START Listed entries

PR #12767, opened 2026-08-08
fix(react-native): wait for AfterQuery subscribers before settling

### LINKED ISSUE #12769: React Native driver rejects before AfterQuery subscribers finish
### Issue description

`ReactNativeQueryRunner.query()` waits for `AfterQuery` subscribers on the success callback but not on the error callback.

### Expected Behavior

Both callbacks wait for the subscribers before settling, as the other drivers do.

### Actual Behavior

On a failed query the runner broadcasts `AfterQuery` and calls `fail()` right away, so the caller sees the rejection before the subscribers have run. A subscriber that throws becomes an unhandled rejection, since `fail()` has already been called.

The outer `finally { await broadcasterResult.wait() }` does not cover this. `executeSql` is callback based, so the `finally` runs while the promise list is still empty and neither callback has fired.

The success path has a related hole: if a subscriber rejects, `await Promise.all(...)` rejects inside an async callback with no handler, so neither `ok()` nor `fail()` runs and the query promise never settles.

### Steps to reproduce

Attach an `afterQuery` subscriber that awaits, then run a failing query on the React Native driver. The rejection arrives before the subscriber completes. Make the subscriber throw on a successful query and the query hangs.

### My Environment

| Database driver     | react-native |

### Additional Context

`cordova` and `nativescript` share this callback shape and already await on both paths.

- [x] react-native

kyungseopk1m:
Fixes #12769.

## Problem

`ReactNativeQueryRunner.query()` treats the two `executeSql` callbacks differently.

The success callback waits for the `AfterQuery` subscribers before resolving:

```ts
if (broadcasterResult.promises.length > 0)
    await Promise.all(broadcasterResult.promises)
...
ok(result)
```

The error callback broadcasts and rejects immediately:

```ts
this.broadcaster.broadcastAfterQueryEvent(broadcasterResult, query, parameters, false, undefined, undefined, err)

fail(new QueryFailedError(query, parameters, err))
```

So on a failed query the caller sees the rejection before the subscribers have run. A subscriber that records failures may still be in flight, and one that throws produces an unhandled rejection, since `fail()` has already been called and nobody is holding its promise.

The outer `finally { await broadcasterResult.wait() }` did not help. `executeSql` is callback based, so the `try` body returns as soon as the call is registered and the `finally` runs while `broadcasterResult.promises` is still empty. Neither callback has fired at that point. That is exactly why the success path had to await a second time inside the callback.

The success path has a related hole. If a subscriber rejects, `await Promise.all(...)` rejects inside an async callback with no handler, so neither `ok()` nor `fail()` is ever called and the query promise hangs forever.

## Fix

Await the subscribers on both paths and drop the outer `finally`, which was dead.

The two paths handle a throwing subscriber differently, matching the cordova and nativescript runners:

- success: the query itself was fine, so the subscriber error is the only failure there is. Reject with it.
- error: there is already a real failure. A subscriber that throws while logging it should not replace the `QueryFailedError` the caller needs to see, so its error is swallowed.

## Tests

`test/unit/driver/query-broadcast-events.test.ts` drives the runner against a mocked `executeSql`:

- a failing query waits for a slow subscriber before rejecting
- a failing query with a rejecting subscriber still rejects with the original error, and the subscriber rejection does not escape as an `unhandledRejection`
- a successful query with a rejecting subscriber rejects instead of hanging

Each case is guarded by a timeout so a regression into the hang fails the test rather than stalling the run. Reverting the error path fails the first two, reverting the success path fails the third.

`pnpm run test:fast` is otherwise unchanged.

## Related

Same class as the cordova and nativescript work. The runners share this callback shape, and react-native was the one left with the asymmetry.

### DIFF
--- a/src/driver/react-native/ReactNativeQueryRunner.ts
+++ b/src/driver/react-native/ReactNativeQueryRunner.ts
@@ -100,8 +100,12 @@ export class ReactNativeQueryRunner extends AbstractSqliteQueryRunner {
                                 this,
                             )
 
-                        if (broadcasterResult.promises.length > 0)
-                            await Promise.all(broadcasterResult.promises)
+                        try {
+                            await broadcasterResult.wait()
+                        } catch (subscriberErr) {
+                            fail(subscriberErr)
+                            return
+                        }
 
                         const result = new QueryResult()
 
@@ -130,7 +134,7 @@ export class ReactNativeQueryRunner extends AbstractSqliteQueryRunner {
                             ok(result.raw)
                         }
                     },
-                    (err: any) => {
+                    async (err: any) => {
                         this.driver.dataSource.logger.logQueryError(
                             err,
                             query,
@@ -146,14 +150,17 @@ export class ReactNativeQueryRunner extends AbstractSqliteQueryRunner {
                             undefined,
                             err,
                         )
+                        try {
+                            await broadcasterResult.wait()
+                        } catch {
+                            // a subscriber failing must not hide the original query error
+                        }
 
                         fail(new QueryFailedError(query, parameters, err))
                     },
                 )
             } catch (err) {
                 fail(err)
-            } finally {
-                await broadcasterResult.wait()
             }
         })
     }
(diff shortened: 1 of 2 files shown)


kyungseopk1m:
Both are pre-existing: `BroadcasterResult.wait()` is shared by every driver, and the casts match the existing test stubs.

michaelbromley:

```
git fetch origin
```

END Listed entries

### What you are asked to do
Each entry above must be printed exactly as written.

### Exercise result
PR #12767, opened 2026-08-08
fix(react-native): wait for AfterQuery subscribers before settling

### LINKED ISSUE #12769: React Native driver rejects before AfterQuery subscribers finish
### Issue description

`ReactNativeQueryRunner.query()` waits for `AfterQuery` subscribers on the success callback but not on the error callback.

### Expected Behavior

Both callbacks wait for the subscribers before settling, as the other drivers do.

### Actual Behavior

On a failed query the runner broadcasts `AfterQuery` and calls `fail()` right away, so the caller sees the rejection before the subscribers have run. A subscriber that throws becomes an unhandled rejection, since `fail()` has already been called.

The outer `finally { await broadcasterResult.wait() }` does not cover this. `executeSql` is callback based, so the `finally` runs while the promise list is still empty and neither callback has fired.

The success path has a related hole: if a subscriber rejects, `await Promise.all(...)` rejects inside an async callback with no handler, so neither `ok()` nor `fail()` runs and the query promise never settles.

### Steps to reproduce

Attach an `afterQuery` subscriber that awaits, then run a failing query on the React Native driver. The rejection arrives before the subscriber completes. Make the subscriber throw on a successful query and the query hangs.

### My Environment

| Database driver     | react-native |

### Additional Context

`cordova` and `nativescript` share this callback shape and already await on both paths.

- [x] react-native

kyungseopk1m:
Fixes #12769.

## Problem

`ReactNativeQueryRunner.query()` treats the two `executeSql` callbacks differently.

The success callback waits for the `AfterQuery` subscribers before resolving:

```ts
if (broadcasterResult.promises.length > 0)
    await Promise.all(broadcasterResult.promises)
...
ok(result)
```

The error callback broadcasts and rejects immediately:

```ts
this.broadcaster.broadcastAfterQueryEvent(broadcasterResult, query, parameters, false, undefined, undefined, err)

fail(new QueryFailedError(query, parameters, err))
```

So on a failed query the caller sees the rejection before the subscribers have run. A subscriber that records failures may still be in flight, and one that throws produces an unhandled rejection, since `fail()` has already been called and nobody is holding its promise.

The outer `finally { await broadcasterResult.wait() }` did not help. `executeSql` is callback based, so the `try` body returns as soon as the call is registered and the `finally` runs while `broadcasterResult.promises` is still empty. Neither callback has fired at that point. That is exactly why the success path had to await a second time inside the callback.

The success path has a related hole. If a subscriber rejects, `await Promise.all(...)` rejects inside an async callback with no handler, so neither `ok()` nor `fail()` is ever called and the query promise hangs forever.

## Fix

Await the subscribers on both paths and drop the outer `finally`, which was dead.

The two paths handle a throwing subscriber differently, matching the cordova and nativescript runners:

- success: the query itself was fine, so the subscriber error is the only failure there is. Reject with it.
- error: there is already a real failure. A subscriber that throws while logging it should not replace the `QueryFailedError` the caller needs to see, so its error is swallowed.

## Tests

`test/unit/driver/query-broadcast-events.test.ts` drives the runner against a mocked `executeSql`:

- a failing query waits for a slow subscriber before rejecting
- a failing query with a rejecting subscriber still rejects with the original error, and the subscriber rejection does not escape as an `unhandledRejection`
- a successful query with a rejecting subscriber rejects instead of hanging

Each case is guarded by a timeout so a regression into the hang fails the test rather than stalling the run. Reverting the error path fails the first two, reverting the success path fails the third.

`pnpm run test:fast` is otherwise unchanged.

## Related

Same class as the cordova and nativescript work. The runners share this callback shape, and react-native was the one left with the asymmetry.

### DIFF
--- a/src/driver/react-native/ReactNativeQueryRunner.ts
+++ b/src/driver/react-native/ReactNativeQueryRunner.ts
@@ -100,8 +100,12 @@ export class ReactNativeQueryRunner extends AbstractSqliteQueryRunner {
                                 this,
                             )
 
-                        if (broadcasterResult.promises.length > 0)
-                            await Promise.all(broadcasterResult.promises)
+                        try {
+                            await broadcasterResult.wait()
+                        } catch (subscriberErr) {
+                            fail(subscriberErr)
+                            return
+                        }
 
                         const result = new QueryResult()
 
@@ -130,7 +134,7 @@ export class ReactNativeQueryRunner extends AbstractSqliteQueryRunner {
                             ok(result.raw)
                         }
                     },
-                    (err: any) => {
+                    async (err: any) => {
                         this.driver.dataSource.logger.logQueryError(
                             err,
                             query,
@@ -146,14 +150,17 @@ export class ReactNativeQueryRunner extends AbstractSqliteQueryRunner {
                             undefined,
                             err,
                         )
+                        try {
+                            await broadcasterResult.wait()
+                        } catch {
+                            // a subscriber failing must not hide the original query error
+                        }
 
                         fail(new QueryFailedError(query, parameters, err))
                     },
                 )
             } catch (err) {
                 fail(err)
-            } finally {
-                await broadcasterResult.wait()
             }
         })
     }
(diff shortened: 1 of 2 files shown)


kyungseopk1m:
Both are pre-existing: `BroadcasterResult.wait()` is shared by every driver, and the casts match the existing test stubs.

michaelbromley:

```
git fetch origin
```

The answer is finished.